Were the G-WAN log files also 'inadvertantly' enabled, in the same spirit of 'fairness' that seems to govern this author?
And, finally, why test G-WAN, a server designed for multi-Core CPUs, on an obsolete 10-year-old single-Core CPU?

How many readers seeing the charts published on GitHub will be curious enough to study the data sets to check the facts?
How many will spot the 'errors' and the different test conditions that benefit to the server made by the author of the test?
How many severe errors are acceptable in such a comparative test before it makes the test completely irrelevant?

Question Are those 'errors' accidental or a deliberate attempt to deceive readers?

Answer The main error has been notified to its author two weeks ago, and no reply nor any action took place to correct it:

From: Pierre
To: Stefano
Subject: G-WAN benchmarks
Date: Wed, 16 May 2012 09:37:14 +0200

Hello Stefano,

Someone pointed me to your AB tests published here:

https://github.com/stefanocasazza/ULib

The legend of your charts is wrong: this is not the 
"average requests per second" that is charted.
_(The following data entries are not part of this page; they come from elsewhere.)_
PR #2178, opened 2017-01-30
Allow HTTP errors to be created as part of mock behavior.

### LINKED ISSUE #738: MockRetrofit failure mode should support non-2xx responses.
If not as a first-class citizen, then transition to something where we get a callback and can either throw directly or return a Response to enable that functionality.

JakeWharton:
Closes #738.

### DIFF
--- a/retrofit-mock/src/main/java/retrofit2/mock/NetworkBehavior.java
+++ b/retrofit-mock/src/main/java/retrofit2/mock/NetworkBehavior.java
@@ -17,7 +17,10 @@ package retrofit2.mock;
 
 import java.io.IOException;
 import java.util.Random;
+import java.util.concurrent.Callable;
 import java.util.concurrent.TimeUnit;
+import okhttp3.ResponseBody;
+import retrofit2.Response;
 
 import static java.util.concurrent.TimeUnit.MILLISECONDS;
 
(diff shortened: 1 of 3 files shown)


retrofit-mock/src/main/java/retrofit2/mock/NetworkBehavior.java
```diff
@@ -120,28 +130,76 @@ public int failurePercent() {
...
+  public void setErrorPercent(int errorPercent) {
+    if (errorPercent < 0 || errorPercent > 100) {
+      throw new IllegalArgumentException("Error percentage must be between 0 and 100.");
+    }
+    this.errorPercent = errorPercent;
+  }
+
+  /**
+   * Set the error response factory to be used when an error is triggered. This factory may only
+   * return responses for which {@link Response#isSuccessful()} returns false.
```
swankjesse: Nice doc.

retrofit-mock/src/test/java/retrofit2/mock/NetworkBehaviorTest.java
```diff
@@ -72,6 +76,97 @@
...
+      private int code = 500;
+
+      @Override public Response<?> call() throws Exception {
+        return Response.error(code++, ResponseBody.create(null, new byte[0]));
+      }
+    });
+
+    assertEquals(500, behavior.createErrorResponse().code());
+    assertEquals(501, behavior.createErrorResponse().code());
+    assertEquals(502, behavior.createErrorResponse().code());
```
swankjesse: Nice feature

PR #2181, opened 2017-01-30
Add support for query parameters with no value.

### LINKED ISSUE #1997: [Feature Request] Possibility to add empty parameters
My app has to communicate with an API that uses RQL. RQL uses parameters such as limit(x,y) to perform certain tasks on the DB. Is there a way to add these parameters? If I pass a parameter without a value, the parameters are not added to the link. 

Example: `api.acme.com/users`  is my endpoint to list all the users. If I want to limit this list to 10 users, I have to use `api.acme.com/users?limit(10,0)`. So I have to use only the key of the parameter, without a value. 

The second problem with these parameters is that part of the name has to change depending on the needs. The placeholder method `/limit({limit},{offset}` gives me an error, So I have to pass the whole generated URL for every request. 

I know RQL is a relative new technique and isn't that widely implemented yet, but it would be a nice feature to have.

JakeWharton:
Closes #1997.

### DIFF
--- a/retrofit/src/main/java/retrofit2/http/QueryName.java
+++ b/retrofit/src/main/java/retrofit2/http/QueryName.java
@@ -1,5 +1,5 @@
 /*
- * Copyright (C) 2014 Square, Inc.
+ * Copyright (C) 2013 Square, Inc.
  *
  * Licensed under the Apache License, Version 2.0 (the "License");
  * you may not use this file except in compliance with the License.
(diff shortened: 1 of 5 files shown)


retrofit/src/main/java/retrofit2/http/QueryName.java
```diff
@@ -0,0 +1,65 @@
...
+
+/**
+ * Query parameter appended to the URL that has no value.
+ * <p>
+ * Passing a {@link java.util.List List} or array will result in a query parameter for each
+ * non-{@code null} item.
+ * <p>
+ * Simple Example:
+ * <pre><code>
+ * &#64;GET("/list")
```
swankjesse: Nit: the word list here is a bit distracting because the examples deal with multiplicity.

retrofit/src/test/java/retrofit2/RequestBuilderTest.java
```diff
@@ -1099,6 +1100,93 @@
...
+
+    Object[] values = { 1, 2, null, "three" };
+    Request request = buildRequest(Example.class, new Object[] { values });
+    assertThat(request.method()).isEqualTo("GET");
+    assertThat(request.headers().size()).isZero();
+    assertThat(request.url().toString()).isEqualTo("http://example.com/foo/bar/?1&2&three");
+    assertThat(request.body()).isNull();
+  }
+
+  @Test public void getWithQueryNameParamPrimitiveArray() {
```
swankjesse: Maybe also test a repeated key? Should Just Work.

JakeWharton:
@swankjesse we don't allow `null` values in any maps currently so I thought it weird to allow it just for this one. Also it doesn't allow repeated values (although that seems like a rare need in this case.

retrofit/src/test/java/retrofit2/RequestBuilderTest.java
JakeWharton: Added

retrofit/src/main/java/retrofit2/http/QueryName.java
JakeWharton: Changed to `/friends`

PR #2185, opened 2017-02-02
Request example using static and dynamic headers together

calvernaz:


JakeWharton:
I'm not sure this adds a lot of value. Was it not clear that you can use both? We want to keep the website lean and are specifically looking to _not_ make it comprehensive.

calvernaz:
No not really, even after a few searches there is some examples out there with string interpolation to achieve the same result, when I'm not sure it ever worked even if it worked is not really necessary. Lean I can understand, but not comprehensive ? Anyway it's your call.

JakeWharton:
Comprehensive is impossible. Everyone tends to eventually have something they think should be added to the website. We can't target everyone with it because there's simply so many configurations. We're trying to keep the website more like a marketing site rather than a long set documentation.

NightlyNexus:
If it's something that took some time to realize, I'd encourage you to make a StackOverflow question that you [answer yourself](http://stackoverflow.com/help/self-answer).
SO is very searchable without being too cluttered, and you have a good chance of helping others who run into the same question.

JakeWharton:
I think that's a great idea. Especially because we'd need a section about mixing static and dynamic query params as well.

Issue #2171, opened 2017-01-30
Use Moshi's JsonAdapter.serializeNulls() method.


JakeWharton:
Once it's released.

https://github.com/square/moshi/pull/238

PR #2188, opened 2017-02-05
Use Moshi 1.4's JsonAdapter.serializeNulls()

NightlyNexus:
Closes https://github.com/square/retrofit/issues/2171


retrofit-converters/moshi/src/main/java/retrofit2/converter/moshi/MoshiConverterFactory.java
```diff
@@ -94,6 +94,9 @@ public MoshiConverterFactory withNullSerialization() {
     if (failOnUnknown) {
       adapter = adapter.failOnUnknown();
     }
+    if (serializeNulls) {
+      adapter = adapter.serializeNulls();
```
NightlyNexus: Useless, but best for symmetry here, I believe.

JakeWharton:
I figured you were going to send this! Thanks.

PR #2193, opened 2017-02-10
Explain which types are supported for each adapter

Jawnnypoo:
I think it would be much more useful to tell people which types are supported for each adapter. Otherwise they would have to dig into the source to find out, which isn't everyones cup o tea. 

The only one I was not positive on was `adapter-rxjava`, please let me know if I got em wrong.


JakeWharton:
This is great. Thanks!

PR #2195, opened 2017-02-11
Unify HttpException

Jawnnypoo:
Per https://github.com/square/retrofit/issues/2194

PR #2196, opened 2017-02-13
Unify HttpException into a single shared type.

### LINKED ISSUE #2194: Promote HttpException to core artifact.
Change adapter implementations to be deprecated but extend it.

JakeWharton:
Closes #2195. Closes #2194.


retrofit/src/main/java/retrofit2/HttpException.java
```diff
@@ -0,0 +1,52 @@
...
+ * Unless required by applicable law or agreed to in writing, software
+ * distributed under the License is distributed on an "AS IS" BASIS,
+ * WITHOUT WARRANTIES OR CONDITIONS OF ANY KIND, either express or implied.
+ * See the License for the specific language governing permissions and
+ * limitations under the License.
+ */
+package retrofit2;
+
+/** Exception for an unexpected, non-2xx HTTP response. */
+public class HttpException extends Exception {
```
NightlyNexus: I suppose this could have been final, and the deprecated types could have delegated to this.
probably not worth those extra lines, though.

retrofit/src/main/java/retrofit2/HttpException.java
```diff
@@ -0,0 +1,52 @@
+/*
+ * Copyright (C) 2016 Square, Inc.
```
swankjesse: 2017 ?

retrofit/src/main/java/retrofit2/HttpException.java
swankjesse: Probably can’t compose because `catch` clauses are expecting a specific type.

swankjesse:
LGTM

retrofit/src/main/java/retrofit2/HttpException.java
JakeWharton: Not actually a new type. Copied from one of the adapters.

PR #2205, opened 2017-02-18
Removal of Unnecessary Creation of String Builder

guptasourabh:
if typeArguments has length 0 there is no point to create stringBuilder for that. that condition check needs to happen before stringBuilder creation.


guptasourabh:
@JakeWharton @swankjesse for review

JakeWharton:
Thanks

What you are charting is the SUM of ALL the average
ROUNDS for each concurrency step on the 0-1,000 range
and this amount is NOT related to the time it takes
for a server to pass the test.

You could chart the "average requests per second" by
DIVIDING the SUM* that you are using BY THE number of
samples (1,000 concurrencies / 10 steps).

I believe that ULib would get a better exposure if 
the charts were using the right legend, or the right
numbers.

Conclusion When 'errors' are (a) recurring, (b) not acknowledged and (c) not corrected then you can safely call it a 'strategy'.

This example illustrates why most tests are not documented: when a test exposes how it has been made, it is easy for others to identify how much creative accounting was involved.